[Given records — start]

PR #562, opened 2026-04-20
Add faces for elfeed-entry buffer

bormoge:
This commit adds faces to allow customization for the elfeed-entry buffer without needing to modify the `messages.el` faces. These new faces inherit from the `messages.el` faces to allow backward compatibility with already existing setups.

### DIFF
--- a/elfeed-show.el
+++ b/elfeed-show.el
@@ -10,12 +10,42 @@
 
 (eval-when-compile (require 'subr-x))
 (require 'shr)
-(require 'message) ; faces
+(require 'font-lock) ; faces
 
 (require 'elfeed)
 (require 'elfeed-db)
 (require 'elfeed-lib)
 (require 'elfeed-search)
+
+(defface elfeed-show-entry-header-face
+  '((t :inherit font-lock-keyword-face))
+  "Face for showing headers in the elfeed-entry buffer."
+  :group 'elfeed)
+
+(defface elfeed-show-entry-body-title-face
+  '((t :weight bold :inherit font-lock-string-face))
+  "Face for showing the title name in the elfeed-entry buffer."
+  :group 'elfeed)
+
+(defface elfeed-show-entry-body-author-face
+  '((t :weight bold :inherit font-lock-string-face))
+  "Face for showing the author name in the elfeed-entry buffer."
+  :group 'elfeed)
+
+(defface elfeed-show-entry-body-date-face
+  '((t :inherit font-lock-string-face))
+  "Face for showing the date in the elfeed-entry buffer."
+  :group 'elfeed)
+
+(defface elfeed-show-entry-body-feed-face
+  '((t :inherit font-lock-string-face))
+  "Face for showing the feed name in the elfeed-entry buffer."
+  :group 'elfeed)
+
+(defface elfeed-show-entry-body-tags-face
+  '((t :inherit font-lock-string-face))
+  "Face for showing the tag names in the elfeed-entry buffer."
+  :group 'elfeed)
 
 (defcustom elfeed-show-truncate-long-urls t
   "When non-nil, use an ellipsis to shorten very long displayed URLs."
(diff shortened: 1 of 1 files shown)


minad:
This looks like a good change to me, however I wonder if we should completely decouple from the message faces.

bormoge:
Let me give you my reasoning for this pull request. If it doesn't convince you feel free to close it.

I am the maintainer of the guava-themes package. This change allows me to do two things:

1. Control exactly which faces of elfeed are changed.
2. Avoid "side effects", i.e. if I change the message.el face maybe I will also change gnus faces, or notmuch faces, or mu4e faces; I honestly wouldn't know if changing the message faces would affect those packages, and if so, I also wouldn't know how they're displayed now either because I don't use those packages.

(By the way congratulations for becoming the new elfeed maintainer).

minad:
Sure, I had understood the motivation. But I wonder if we should even avoid using the message faces altogether. This package is not really related to message.el, so I would prefer if we don't even load it. Could you adapt the PR to instead rely only on the basic font locking faces, please?

bormoge:
I have replaced the message faces with font-lock faces. Here are two screenshots using vanilla Emacs theme so you can compare.

Old:
old

New:
new

minad:
Thanks. Could you please inherit from the same face for the different fields to give a similar look as the old one, only with different colors? Themes can adjust this for consistency with their overall style, more or less colorful.

Also - can we reduce the number of new faces? It seems a little bit fine-grained to me. Introducing 12 new faces at once is a lot. Think about the other theme authors!

bormoge:
Ok before I push any more changes let me show you some screenshots, you tell me which one is the one you like the most, and I'll push that one. And yes, these are all the blues I found in the font lock faces (in the default Emacs theme). 
I'll describe them with a number, the face on the right, and the face on the left.

Edit: I noticed you edited your message. Duly noted. I'll reduce the number of elfeed-show-entry-header-* to one (those are the left ones, the "Title" "Author" "Date", etc.)

1. Left: constant, right: builtin
constant-builtin
</br>

2. Left: function-name, right: builtin
function-builtin
</br>

3. Left: builtin, right: function-name
builtin-function
</br>

4. Left: builtin, right: constant
builtin-constant
</br>

5. Builtin
builtin
</br>

6. Constant
constant


7. Function-name
function-name

minad:
> Ok before I push any more changes let me show you some screenshots, you tell me which one is the one you like the most, and I'll push that one.

Okay :)

I want to use approximately semantic faces. We should not optimize for the perfect look with the default theme. This means font-lock-keyword-face and for example font-lock-string-face. If you have a better idea than font-lock-string-face, let me know.

> Edit: I noticed you edited your message. Duly noted. I'll reduce the number of elfeed-show-entry-header-* to one (those are the left ones, the "Title" "Author" "Date", etc.)

Thanks!

yantar92:

>> Ok before I push any more changes let me show you some screenshots, you tell me which one is the one you like the most, and I'll push that one.
>
> Okay :)
>
> I want to use approximately semantic faces. We should not optimize for the perfect look with the default theme. This means font-lock-keyword-face and for example font-lock-string-face. If you have a better idea than font-lock-string-face, let me know.

Let me allow myself pinging @protesilaos.
He is probably the most knowledgeable when it comes to semantic faces.

-- 
Ihor Radchenko // yantar92,
Org mode maintainer,

bormoge:
I'm a little bit occupied right now so I'll come back in a few hours.

> This means font-lock-keyword-face and for example font-lock-string-face.

I'll push this just in case that ends up being how you want to proceed, and if not I'll modify it once I come back.

minad:
@bormoge Thanks, looks good. We can improve this later if new ideas come up.

minad:
@protesilaos Thank you so much for already updating the faces in your Modus themes!

protesilaos:
You are welcome @minad! By the time I read the ping from @yantar92 I already had a pull request waiting from @Stebalien plus a patch for the same issue in my inbox (I was out of home for a few hours yesterday, doing some work at a local tavern).

People are probably excited with this new development to Elfeed---I know I am! It is a wonderful package and I thank all of you for maintaining it!

minad:
@protesilaos I shortened the names of the faces again such that they only carry the prefix of the feature `elfeed-show-*`, not `elfeed-show-entry-*`.

protesilaos:
Done, thank you!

[Given records — finish]

Exercise requirements » Scan the lines above for "(defcustom elfeed-show-truncate-long-urls t" and for "1. Control exactly". Repeat exactly the line holding each of them and every line in between.

Solution for this exercise »
 (defcustom elfeed-show-truncate-long-urls t
   "When non-nil, use an ellipsis to shorten very long displayed URLs."
(diff shortened: 1 of 1 files shown)


minad:
This looks like a good change to me, however I wonder if we should completely decouple from the message faces.

bormoge:
Let me give you my reasoning for this pull request. If it doesn't convince you feel free to close it.

I am the maintainer of the guava-themes package. This change allows me to do two things:

1. Control exactly which faces of elfeed are changed.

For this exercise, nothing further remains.